Your assignment → A verbatim copy of the listing is the expected output.

Available data →

PR #287, opened 2018-06-05
Fixing issue that makes it impossible to move file/folder

ollelauribostrom:
It seems like its currently not possible to move files/folders around in the directory tree. This is blocked somewhere around [here](https://github.com/wasdk/WebAssemblyStudio/blob/1c3104cf4c781a3480360f0e2239241a61b11bb5/src/components/DirectoryTree.tsx#L283). This PR adds a check to allow both drag and drop uploads and regular move actions.

### Summary of Changes
* Checking whether or not the drag data contains any elements (In other words - is it a file dragged from outside the browser or is it an element being moved?)

### Test Plan
- Create empty C project
- Verify that files in the directory tree can be dragged/dropped
- Verify that files can be uploaded via drag n drop
- Verify that this works in Firefox as well

### DIFF
--- a/src/components/DirectoryTree.tsx
+++ b/src/components/DirectoryTree.tsx
@@ -28,7 +28,7 @@ import { MonacoUtils } from "../monaco-utils";
 import { ViewTabs } from "./editor";
 import { ViewType } from "./editor/View";
 import { openFile, pushStatus, popStatus, logLn } from "../actions/AppActions";
-import { uploadFilesToDirectory } from "../util";
+import { uploadFilesToDirectory, isUploadAllowedForMimeType } from "../util";
 
 export interface DirectoryTreeProps {
   directory: ModelRef<Directory>;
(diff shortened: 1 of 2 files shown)


src/components/DirectoryTree.tsx
```diff
@@ -281,24 +281,27 @@ export class DirectoryTree extends React.Component<DirectoryTreeProps, {
...
       onDragOver(tree: ITree, data: IDragAndDropData, targetElement: File, originalEvent: DragMouseEvent): IDragOverReaction {
-        const items = Array.from(originalEvent.browserEvent.dataTransfer.items);
-        function mimeTypeUploadIsAllowed(type: string) {
-          console.log(type);
-          if (type === "") { // Firefox doesn't show the "application/wasm" mime type.
-            return true;
+        // File being dragged into the browser
+        if (!(data as any).elements) {
+          const items = Array.from(originalEvent.browserEvent.dataTransfer.items);
+          function mimeTypeUploadIsAllowed(type: string) {
```
yurydelendik: Normally (utility) function definition (without closure) needs to be done outside other function/class definition. Can you move it outside class method. Can we also fix bad name to be in form of verb-subject, e.g. `isUploadAllowedForMimeType(type: string)`?

src/components/DirectoryTree.tsx
```diff
@@ -281,24 +281,27 @@ export class DirectoryTree extends React.Component<DirectoryTreeProps, {
...
+            if (type === "") { // Firefox doesn't show the "application/wasm" mime type.
+              return true;
+            }
+            return fileTypeForMimeType(type) !== FileType.Unknown;
+          }
+          // In Firefox, tree elements get data transfer items with the "text/uri-list" type. This is a
+          // workaround to ignore that behavior.
+          const firefoxWorkaround = !items.find(item => item.type === "text/uri-list");
```
yurydelendik: nit: `firefoxWorkaround` a bad name -- I suggest `hasItemsUriListType`. Also usage of `items.some` or `items.every` instead of `items.find` will make code more readable.

yurydelendik:
Thanks!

Answer to this task →
PR #287, opened 2018-06-05
Fixing issue that makes it impossible to move file/folder

ollelauribostrom:
It seems like its currently not possible to move files/folders around in the directory tree. This is blocked somewhere around [here](https://github.com/wasdk/WebAssemblyStudio/blob/1c3104cf4c781a3480360f0e2239241a61b11bb5/src/components/DirectoryTree.tsx#L283). This PR adds a check to allow both drag and drop uploads and regular move actions.

### Summary of Changes
* Checking whether or not the drag data contains any elements (In other words - is it a file dragged from outside the browser or is it an element being moved?)

### Test Plan
- Create empty C project
- Verify that files in the directory tree can be dragged/dropped
- Verify that files can be uploaded via drag n drop
- Verify that this works in Firefox as well

### DIFF
--- a/src/components/DirectoryTree.tsx
+++ b/src/components/DirectoryTree.tsx
@@ -28,7 +28,7 @@ import { MonacoUtils } from "../monaco-utils";
 import { ViewTabs } from "./editor";
 import { ViewType } from "./editor/View";
 import { openFile, pushStatus, popStatus, logLn } from "../actions/AppActions";
-import { uploadFilesToDirectory } from "../util";
+import { uploadFilesToDirectory, isUploadAllowedForMimeType } from "../util";
 
 export interface DirectoryTreeProps {
   directory: ModelRef<Directory>;
(diff shortened: 1 of 2 files shown)


src/components/DirectoryTree.tsx
```diff
@@ -281,24 +281,27 @@ export class DirectoryTree extends React.Component<DirectoryTreeProps, {
...
       onDragOver(tree: ITree, data: IDragAndDropData, targetElement: File, originalEvent: DragMouseEvent): IDragOverReaction {
-        const items = Array.from(originalEvent.browserEvent.dataTransfer.items);
-        function mimeTypeUploadIsAllowed(type: string) {
-          console.log(type);
-          if (type === "") { // Firefox doesn't show the "application/wasm" mime type.
-            return true;
+        // File being dragged into the browser
+        if (!(data as any).elements) {
+          const items = Array.from(originalEvent.browserEvent.dataTransfer.items);
+          function mimeTypeUploadIsAllowed(type: string) {
```
yurydelendik: Normally (utility) function definition (without closure) needs to be done outside other function/class definition. Can you move it outside class method. Can we also fix bad name to be in form of verb-subject, e.g. `isUploadAllowedForMimeType(type: string)`?

src/components/DirectoryTree.tsx
```diff
@@ -281,24 +281,27 @@ export class DirectoryTree extends React.Component<DirectoryTreeProps, {
...
+            if (type === "") { // Firefox doesn't show the "application/wasm" mime type.
+              return true;
+            }
+            return fileTypeForMimeType(type) !== FileType.Unknown;
+          }
+          // In Firefox, tree elements get data transfer items with the "text/uri-list" type. This is a
+          // workaround to ignore that behavior.
+          const firefoxWorkaround = !items.find(item => item.type === "text/uri-list");
```
yurydelendik: nit: `firefoxWorkaround` a bad name -- I suggest `hasItemsUriListType`. Also usage of `items.some` or `items.every` instead of `items.find` will make code more readable.

yurydelendik:
Thanks!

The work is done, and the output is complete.